By investigating issues associated with mangrove conversion and degradation, the project “Integrated planning and practices for mangrove management associated with agriculture and aquaculture in Myanmar” sought approaches for sustainable restoration and management of mangroves in line with livelihood improvement through aquaculture and other production practices.
Fig.1 Location of the project site
Project featured topics
Aquaculture in restored mangrove forests
Being an important component of Myanmar’s economy since 1953, aquaculture is traditionally regarded as detrimental to mangrove forests. Generally, mangrove forests have been cleared to make room for aquaculture, as integrating aquaculture activities within mangrove forests poses more technical difficulties. Most development projects in Myanmar have focused on a single or a limited range of issues associated with mangrove forest conservation or restoration. Some projects and programmes have worked on mangrove restoration, while others have focused on building community forestry institutions and frameworks. Some projects supported aquaculture development but integrated mangrove forests as important habitats for aquaculture species. There is a need to consider both mangrove restoration and livelihood improvement concurrently.
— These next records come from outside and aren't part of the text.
PR #1499, opened 2022-02-26
DateFormatConverter JsonException using full name

deathgore:
DateFormatConverter JsonException replaced with System.Text.Json.JsonException


RicoSuter:
Thanks for the PR.

PR #1502, opened 2022-03-10
Update JsonInheritanceConverter.liquid

zyofeng:
The JsonInheritanceConverters need to be made public so downstream NSwag Generator can get the DiscriminatorName (i.e. wrapping Client classes in another generated client class)

Error below:
6> ---> Microsoft.CSharp.RuntimeBinder.RuntimeBinderException: 'System.Text.Json.Serialization.JsonConverter<BaseClass>' does not contain a definition for 'DiscriminatorName'


RicoSuter:
> The JsonInheritanceConverters need to be made public so downstream NSwag Generator can get the DiscriminatorName (i.e. wrapping Client classes in another generated client class)

I dont think that it needs to be public (as in reflection internal is the same as public I think)
Did you try the latest NSwag/NJS version as I think this has already been fixed.

zyofeng:
I'm using the latest NSwag.msbuild which is still affected. After manually modifying the accessor to public the problem went away.

zyofeng:
Alternatively we can put [assembly: InternalsVisibleTo("NJsonSchema")] 
This is probably a better solution.

zyofeng:
Also updated DateFormatConverter.liquid due to missing namespace.

RicoSuter:
Can you also fix the tests?

zyofeng:
Done.

Issue #1116, opened 2020-01-14
Wrong initializer generated


EricSch:
The generated code by NSwag.CodeGeneration.CSharp (Version="13.2.1") generates this code:
` public System.Collections.Generic.IDictionary<string, System.Collections.Generic.ICollection<string>> AssetDerivations { get; set; } = new System.Collections.Generic.Dictionary<string, System.Collections.ObjectModel.Collection<string>>();
`
But this code can't be compiled:
`Error	CS0266	Cannot implicitly convert type 'System.Collections.Generic.Dictionary<string, System.Collections.ObjectModel.Collection<string>>' to 'System.Collections.Generic.IDictionary<string, System.Collections.Generic.ICollection<string>>'. An explicit conversion exists (are you missing a cast?)`

The problem is between ObjectModel.Collection and Generic.ICollection. I know, I could change the configuration, but then I get similar problems in other places.

See also RicoSuter/NSwag#2496, seems to be a similar issue. Danke!

RicoSuter:
Moved to NJS.

quotschmacher:
Same here
`[Required(AllowEmptyStrings = false)]
[JsonProperty(Required = Required.DisallowNull, PropertyName = "DatabaseInsertRows")]
public List<SyncColumn[]> DatabaseInsertRows { get; set; }`

(SyncColumn is a simple object with two members)

generates 
`"databaseInsertRows": {
            "type": "array",
            "items": {
              "type": "array",
              "items": {
                "$ref": "#/components/schemas/SyncColumn"
              }
            }
          }`

in the swagger JSON

what leads to 
`public System.Collections.Generic.ICollection<System.Collections.Generic.ICollection<SyncColumn>> DatabaseInsertRows { get; set; } = new System.Collections.ObjectModel.Collection<System.Collections.ObjectModel.Collection<SyncColumn>>();`

and that cannot be compiled.

RicoSuter:
Ok so the bug here is that the inner collection must be the original interface type and not the instance type.

RicoSuter:
We'd need to fix this here somehow (it's a bit hacky right now - we need to refactor this quite a bit probably): 
https://github.com/RicoSuter/NJsonSchema/blob/master/src/NJsonSchema.CodeGeneration.CSharp/CSharpValueGenerator.cs#L60

aboryczko:
[...]

PR #1511, opened 2022-03-29
Fix for Wrong initializer generated #1116

aboryczko:
Fixes https://github.com/RicoSuter/NJsonSchema/issues/1116 and should also fix https://github.com/RicoSuter/NSwag/issues/3189


aboryczko:
Fixes #1116 and should also fix RicoSuter/NSwag#3189

PR #1513, opened 2022-04-15
Generate STJ JsonIgnoreAttributes for model properties

jcracknell:
You can't quite achieve the same behavior as Newtonsoft, as System.Text.Json doesn't deal in validation and JsonIgnoreAttribute only applies to the serialization process.


RicoSuter:
Serialization is more important than deserialization anyway. Would be nice to have both directions.
Thanks for the PR.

After reviewing issues and problems in typical mangrove landscapes in the most important delta of Myanmar, project activities for the restoration and management of mangrove forests integrated with aquaculture and agriculture at the target site were proposed. The core idea was to integrate aquaculture and mangrove restoration in the same area, transforming areas of mangroves that are often of limited immediate direct benefit to local communities into a source of sustainable income.
This model was achieved with the support of the University of Queensland, working in close cooperation with local communities. Fig. 2 shows the improved shrimp aquaculture in mangroves. The greatest challenge was the distance of the designated aquaculture ponds within the community forest to the owners, as increasing distance exponentially increased management costs.
In addition, other new forest restoration models were showcased on 4.9 ha in the delta, introducing many important restoration ideas that change traditional practices, such as not using burning (which releases copious amounts of carbon) as a site preparation method. Important “timber” mangrove species were planted, including 17,000 seedlings of Casuarina equisetifolia (beefwood, ironwood) and 6,000 seedlings of Melaleuca cajuputi (paperbark tree). One private landowner established a plantation of 2.8 ha using the seedlings provided on rice paddy land. Planting trees is always good for the community and the environment and should be encouraged, especially species that the community uses and that match the site. These species make good poles in 5-7 years, so the landowner will likely sell them as construction material, probably outside the community. If it is successful, other landowners may copy this tree plantation model.
Fig.2 Improved shrimp aquaculture in mangrove
Participatory micro-planning and co-management of resources
In Southeast Asia, strategic planning is mostly only done at the national or regional level, often due to resource constraints. Yet, in order to sustainably manage any given resource, a detailed plan has to be developed at local scales and with local stakeholders. Based on this knowledge, this project originally aimed to develop such plans through participatory micro-planning, using participatory rural appraisal techniques to understand the unique situation and interests of the community and collect data and information. In this technique, stakeholders identify key issues associated with mangrove conversion and degradation and how mangrove forests will be able to contribute to a sustainable and resilient landscape. Subsequently through participatory land use planning with local staff, community leaders and local residents, a planning document and pilot model for mangrove restoration within aquaculture production would be devised.
However, in the project’s first year, such a plan was impossible to develop due to local regulations on land use rights and land management. Thus, the documents and maps of current and expected future land use prepared by the community were not submitted to higher authorities for approval. Despite this setback, these documents still assisted the community internally to understand their land better.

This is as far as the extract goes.